Discussion in 'How I got started in Family History' started by canadianbeth, Apr 14, 2015.

  1. canadianbeth

    canadianbeth LostCousins Member

    My sister-in-law wrote something for her church and I decided to write it down for my husband as well. As it turned out, a lot of what M had was incorrect, but I have been able to do his tree back to when the family emigrated from Ireland in the mid-1800's, and one branch even further back in England. Since I was doing my husband's information I figured I might as well do mine as well and have managed to find my mother's family back to the late 1700's. However, my Dad's is another story, which is why I wish I had started a lot sooner, when he was still living. I have spent many $$ on ancestry and findmypast and have since cancelled those since there is nothing left to find. I am hoping that someone here might be able to help. Peter already did, a few years ago, when he told me that illegitimate children were registered with their mother's name.
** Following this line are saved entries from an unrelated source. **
PR #1499, opened 2019-02-08
[WIP] Fix issue 1397: Allow clients to post JSMD to /new

openjck:
TODO:

- [ ] Documentation
- [ ] Changelog
- [ ] Tests

I can write these soon, but first wanted to see if someone could confirm that this works as expected.

### DIFF
--- a/server/notebooks/views.py
+++ b/server/notebooks/views.py
@@ -1,12 +1,14 @@
 import urllib.parse
+import json
 
 from django.db import transaction
 from django.shortcuts import (get_object_or_404,
                               redirect,
                               render)
-from django.template.loader import get_template
+from django.template import loader
 from django.urls import reverse
 from django.views.decorators.csrf import ensure_csrf_cookie
+from django.http import HttpResponse
 
 from .models import Notebook, NotebookRevision
 from ..files.models import File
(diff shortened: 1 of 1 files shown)


openjck:
## Testing the */new/* endpoint while logged in

1. Open the *Network* tab in Firefox Developer Tools
2. Navigate to [http://localhost:8000/new/](http://localhost:8000/new/)
3. Right-click the very first request that is listed, then and click *Edit and Resend*
4. Change the method from `GET` to `POST`
5. Change the value of the `Accept` header to `application/json`
6. Add a `Content-Type` header with value `application/json`
7. Add an `X-CSRFToken` header with a value equal to the value of the `csrftoken` cookie
8. Put some JSMD in the body of the `POST`. For example, `{ "jsmd": "%% md\n# Markdown title"}`
9. Click *Send* to resend the request
10. You should see the URL of a new notebook in the *Network* tab. Navigate to that page to see the result

This should also work when logged out (except that Iodide should redirect to the */tryit/* page, but for some reason Firefox isn't persisting the cookie through to the redirect. I'll keep trying to figure that out.

server/notebooks/views.py
```diff
@@ -100,19 +102,29 @@ def notebook_revisions(request, pk):
...
-        NotebookRevision.objects.create(
-            notebook=notebook,
-            content=new_notebook_content_template.render(),
-            title='Untitled notebook'
-        )
-    return redirect(notebook)
+    # If the POST body includes JSMD, use it.
+    try:
+        post_body = json.loads(request.body.decode('utf-8'))
+        notebook_content = post_body['jsmd']
```
wlach: It seems like we may as well allow specifying a custom title here.

mdboom:
I just wanted to share a use case I have.  I don't know if this PR is the place to do it, and I certainly don't want to hold up this PR.

For Pyodide testing, it's really handy to have a link that creates a new notebook with custom content that loads a local copy of Pyodide.  (I currently use the old static standalone notebook feature of older versions of Iodide). This is not a notebook that we would ever want to save, so it shouldn't add an entry in the notebook database.  Would POSTing to `/tryit/` be a way to make that work?

wlach:
> For Pyodide testing, it's really handy to have a link that creates a new notebook with custom content that loads a local copy of Pyodide. (I currently use the old static standalone notebook feature of older versions of Iodide). This is not a notebook that we would ever want to save, so it shouldn't add an entry in the notebook database. Would POSTing to `/tryit/` be a way to make that work?

If we get rid of `/tryit/` as I propose, we could add a create parameter to the `/new/` endpoint like `create` which, if falsey (0) doesn't create and save a new notebook, but just pastes the content into a blank notebook at `/new/`. Probably best to tackle the details of this in another issue.

PR #2546, opened 2019-12-12
Update Julia/JS integration tier

Keno:
As of https://github.com/JuliaLang/julia/pull/34016, when compiled to wasm, Julia supports integrating with and calling javascript class instances from within Julia code, which makes it Level 3 by the support level defined in this document. Of course the Julia/wasm integration is still quite a bit less mature than the python integration, so maybe that should be noted somewhere, but it does work at least.

cc @vchuravy


bcolloran:
this is awesome news! thanks @Keno !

That enabled me to find my Dad's birth registration. That is all I have.

    Beth - ;)
    Calgary, Alberta, Canada
     
    • Agree Agree x 1
  2. annetteclaire

    annetteclaire Member

    I also wish I had started sooner before my parents died. I have my mother's younger sister who has been of great help on the maternal side but no-one on my father's side. I do not think his parents ever married and I am sure he did not know this. My grandfather had previously married and had 2 children. I found him with his first family in the 1901 census but by 1911 he was living with his second 'wife' and young daughter having previously lost another daughter aged 1. His first wife was still alive and had reverted to her maiden name and was living with her cousin 'husband' and her children. I have been unable to find marriages for either couple. I would love to know if my father knew he had a half brother and sister. Until the 1911 census came out I and my cousins were unaware that he had another older sister who had died in infancy.
     
  3. Gillian

    Gillian LostCousins Star

    I knew from vague references on the part of my father that his father had been married twice and that he was the son of the second marriage. But the subject was never mentioned and no one ever asked. All I knew was that Dad had had several half sisters, one of whom was called Winnie. When I started researching the family I discovered not only four half sisters (including Winnie) but, most surprisingly, a half brother. All had long since died, being considerably older than Dad. Still, the happy end of the story is that Winnie's grand-daughter, my half-first cousin once removed, has become a close friend, and 5 years ago I went to Vancouver to meet the daughter, my half-first cousin, of Dad's half brother. The meeting was memorable and emotional to say the least. Sadly, she died only a couple of years later, but I'm so grateful I had the opportunity to meet her. Since then her grand-daughter, my half-first cousin twice removed, has been to stay with us here in Finland. I can't help wondering what Dad's reaction would have been.
     
  4. Margery

    Margery LostCousins Member

    Gillian, my father's family was not quite so complex, but I wonder what he would have thought if he had known that we had visited his childhood village and the church that he had attended also finding the graves of my grandparents. His name is included on the WW1 memorial in the church - I have never been so moved. (I am in Australia).
     
  5. Gillian

    Gillian LostCousins Star

    You do mean your father's childhood village back in England, don't you? I'm sure your Dad would have been very moved if he had known how much his daughter cared. Re not asking questions while people were still alive, the half first-cousin once removed I mentioned above said that she thinks one reason is: (quote) "I think we were brought up not to actually ask some types of questions as it appeared rude. How times have changed!" I hadn't actually thought of that angle before.
     
  6. canadianbeth

    canadianbeth LostCousins Member

    Apparently some things were just not mentioned, as in the case of my maternal grandmother. She had been married before she married my grandfather but I am told the subject was taboo in their home. From what one aunt told me, he was the "love of her life" but they were only married a very short time before he died. They had planned to emigrate to Canada and she decided to come anyway after he died. Grandad was also from England but they married here. I found out the name of her first husband by requesting the marriage registration in Ontario; it had her listed as widow and her married name. A cousin had told me his probable given name and I found their marriage in the BMD listings in England. I also found that there was possibly a child of that marriage, that died in infancy. Of course all the names being quite common, there is no way to go further back and it is really not all that important. I have generations of information on her side of the family.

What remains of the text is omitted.